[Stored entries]
########
PR #63, opened 2021-01-12
make correct package for vsix file in Github CI

hualin-adsk:
##### Objective
Github CI didn't package the visx file correctly, it needs to call the pack.py to copy some utility files to correct location.

##### Abstractions
In the pack.py it runs the `npm install`, and copy some utilities files for example the search tool exe files to the correct locations, then `gulp package `can make an expected vsix file for us. So it means that the several pre-release packages we made in CI are not correct. (I will do house keeping latter).

I also make the gulp to install it locally instead of globally, because CI machine to complains that it has no access to some global path.

##### Tests performed
Checked the PR preflight messages that there is no warning to run the pack.py.

##### Screen shot
Not applicable for this PR

### DIFF
--- a/pack.py
+++ b/pack.py
@@ -11,8 +11,8 @@ import sys
 
 def init():
     print("===============================================")
-    print("             try to install gulp-cli globally")
-    os.system("npm install --global gulp-cli") # nosec
+    print("             try to install gulp-cli")
+    os.system("npm install gulp-cli") # nosec
 
     os.system("npm install --unsafe-perm") # nosec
########
- [Exercise instructions]: Please output all the lines above exactly as given.

- [Expected answer]:
PR #63, opened 2021-01-12
make correct package for vsix file in Github CI

hualin-adsk:
##### Objective
Github CI didn't package the visx file correctly, it needs to call the pack.py to copy some utility files to correct location.

##### Abstractions
In the pack.py it runs the `npm install`, and copy some utilities files for example the search tool exe files to the correct locations, then `gulp package `can make an expected vsix file for us. So it means that the several pre-release packages we made in CI are not correct. (I will do house keeping latter).

I also make the gulp to install it locally instead of globally, because CI machine to complains that it has no access to some global path.

##### Tests performed
Checked the PR preflight messages that there is no warning to run the pack.py.

##### Screen shot
Not applicable for this PR

### DIFF
--- a/pack.py
+++ b/pack.py
@@ -11,8 +11,8 @@ import sys
 
 def init():
     print("===============================================")
-    print("             try to install gulp-cli globally")
-    os.system("npm install --global gulp-cli") # nosec
+    print("             try to install gulp-cli")
+    os.system("npm install gulp-cli") # nosec
 
     os.system("npm install --unsafe-perm") # nosec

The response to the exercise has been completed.